### EXERCISE PROMPT:
From the line containing "be aware: none" down to the last line of the material, return those lines verbatim and only those.

_ _ _ _ _ _ _

PR #183, opened 2025-03-20
adding files for multi-criteria raptor

PumarPap:
added three files mcraptor.h and mcraptor.h/.cc

be aware: none of them are listet in CMakeLists yet


felixguendling:
- formatting
- missing tests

_ _ _ _ _ _ _

### RESULT:
be aware: none of them are listet in CMakeLists yet


felixguendling:
- formatting
- missing tests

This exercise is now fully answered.